Capoeira – Current Teaching Methods and Non-Linear Pedagogy: Part 2 Contemporary Capoeira Pedagogy

June 6, 2020

Though my own Capoeira journey began in a local English park in 1999, I instantly knew that I wanted to travel and learn the art in Brazil. As mentioned, there was very little Capoeira outside of Brazil at this time, and as I began to love the training, being able to do this alongside the delights of travelling and understanding another culture quickly became a goal. By mid 2001 I was settled in Rio de Janeiro.

 

In the subsequent months and years I travelled extensively in Brazil, and then the wider world, attending lessons and workshops, learning from some of the most respected Mestres. With extensive globalisation occurring over this time, the art exploded outside of Brazil, with mostly Brazilian teachers setting up classes as they moved to various parts of the world. By the time I had relocated back to the UK in 2003, London had several teachers giving regular lessons in gyms and dance studios.

 

In this time I encountered similar teaching methods, irrespective of group and style.

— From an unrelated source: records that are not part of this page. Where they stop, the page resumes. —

PR #1149, opened 2026-06-14
Fix stale docs URL in CLI auth warning

### LINKED ISSUE #961: Update authorization warning; points to page no longer available.
`testflinger-cli submit --poll reserve_manta.yaml `
Received 401 error from server with reason: 
```text
Authentication required for setting timeout: 172800
You are attempting to use a feature that requires client authorisation without using client credentials. 
See https://testflinger.readthedocs.io/en/latest/how-to/authentication.html for more details
```

Consider pointing to either of:

- https://canonical-testflinger.readthedocs-hosted.com/latest/how-to/authentication/
- https://canonical-testflinger.readthedocs-hosted.com/latest/explanation/authentication/

Note: there is no explaination of how long the "cached" credentials will be cached and the two pages don't link both ways to eachother.

mvanhorn:
## Description

When the CLI returns a 401 because a feature requiring client authorisation was used without client credentials, it prints a help link pointing at `https://testflinger.readthedocs.io/...`, which is no longer the live docs host. This updates the warning to `https://canonical-testflinger.readthedocs-hosted.com/en/latest/how-to/authentication/`, matching the host already used elsewhere in the repo (server/agent charms and the `submit` GitHub action). The path is unchanged; only the stale host is corrected.

## Resolved issues

Fixes #961

## Documentation

No documentation changes. This points an existing user-facing message at the live docs page rather than the stale one.

## Web service API changes

None.

## Tests

`grep -rn "testflinger.readthedocs.io" cli/testflinger_cli/` returns no matches after the change, and the concatenated URL resolves to the live `canonical-testflinger.readthedocs-hosted.com` authentication page. The string is not asserted by the existing CLI suite, so no test changes are needed.

### DIFF
--- a/cli/testflinger_cli/__init__.py
+++ b/cli/testflinger_cli/__init__.py
@@ -1316,7 +1316,11 @@ class TestflingerCli:
                     f"{exc.msg}\n"
                     "You are attempting to use a feature "
                     "that requires client authorisation "
-                    "without using client credentials."
+                    "without using client credentials. \n"
+                    "See "
+                    "https://documentation.ubuntu.com/"
+                    "testflinger/latest/ "
+                    "for more details"
                 )
             # This shouldn't happen, so let's get more information
             sys.exit(


cli/testflinger_cli/__init__.py
```diff
@@ -1324,7 +1324,8 @@ def submit_job_data(self, data: dict):
                             "You are attempting to use a feature "
                             "that requires client authorisation "
                             "without using client credentials. \n"
-                            "See https://testflinger.readthedocs.io/en/latest"
+                            "See https://canonical-testflinger."
+                            "readthedocs-hosted.com/en/latest"
```
ajzobro:
```suggestion
                            "See https://documentation.ubuntu.com/testflinger/latest/"
```

May have to add proper line breaks.  @tang-mm this is where they are now hosted, is this the correct url?

ajzobro (changes requested):

cli/testflinger_cli/__init__.py
tang-mm: At this moment, yes. However, we are currently in the middle of a second migration to the domain `ubuntu.com/docs/testflinger`, and I expect the new redirect to take place within weeks. Please continue to use the current URL for now. Once the new URL is stable, I will do a scan to update all references

mvanhorn:
Applied in 96647cd. The 401 auth warning now points to https://documentation.ubuntu.com/testflinger/latest/ as suggested. Thanks @tang-mm for confirming the current URL - makes sense to leave the ubuntu.com/docs/testflinger switch to your later sweep.

mvanhorn:
Applied — kept the `documentation.ubuntu.com/testflinger/latest/` URL @tang-mm confirmed as current, and cleaned up the string wrapping. Happy to switch to `ubuntu.com/docs/testflinger` once that migration/redirect lands.

mvanhorn:
Rebased onto main. The refactor in #1168 restructured `submit_job_data` and dropped the docs pointer from the 401 warning entirely, so the original stale-URL replacement no longer applied. This PR now re-adds the pointer to the refactored message using the current docs location (https://documentation.ubuntu.com/testflinger/latest/), which is what #961 was asking for. Single commit now, `ruff check` passes.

The highly influential Senzala group, whom I trained with in Rio, had a typical class structure as follows:

  1. Ginga and stretching in lines of students for warmup

  2. Add kicks following a teacher at the front

  3. Add defined sequence or combinations of movements done by the teacher, done to a pandeiro or drum or Capoeira CD

  4. Break in to pairs to practice choreographed sequences

  5. Occasional pad work for individual technique practice

  6. Roda

  7. Breakout of individuals to try ‘moves’ and learn from one another, or playing of instruments

 

This lesson structure was common throughout my travels, and is still used around the world in regular classes and intensive workshops. Sequences and repetition of movements in numbered sets, called by teachers at the front in Portuguese, is commonplace, as is the use of movements moving down the space in ordered lines. Often the class is begun not with explanation, but by the teacher beginning to Ginga at the front of the class, and students falling in behind. Some teachers like to add some physical conditioning to the class.

 

As seen in the professionalisation of sports, in more recent years the full time nature of some Capoeira teachers has led to huge boom in physical prowess and technical skill. Some professional Capoeira teachers have looked to other disciplines such as Gymnastics, Cross Fit or Tricking to improve various elements of their games, leading to often impressive movement ‘shows’ in the Roda. The introduction of Capoeira championships, has also incentivized some players to train for competition, like boxers trying to peak their condition for a fight.

 

So though Capoeira has not been averse to looking to the other movement disciplines for training ideas, the pedagogy has been highly resilient to outside influence. This could also be said of other sports development, but a closer look shows that change is on the horizon, and is seeping in to various sports. My own research in recent years demonstrates traditional pedagogies are being questioned in sports as diverse as Track&Field to football, rugby, baseball, swimming and other Olympic sports. Also in rehabilitation settings, physios are looking at ways to improve outcomes for players with more ecological approaches. A more ecological approach to teaching Capoeira will be explored in Part 4.

 

I hope this article can help contribute to, or begin, a discussion on current Capoeira pedagogy. Not simply challenging current methods for the sake of contrarianism, but looking at ideas and methods that are proving valuable elsewhere, and seeing what can be adapted and used for Capoeira. In part 3 I'll look at what we can take from the world of Physical Therapy.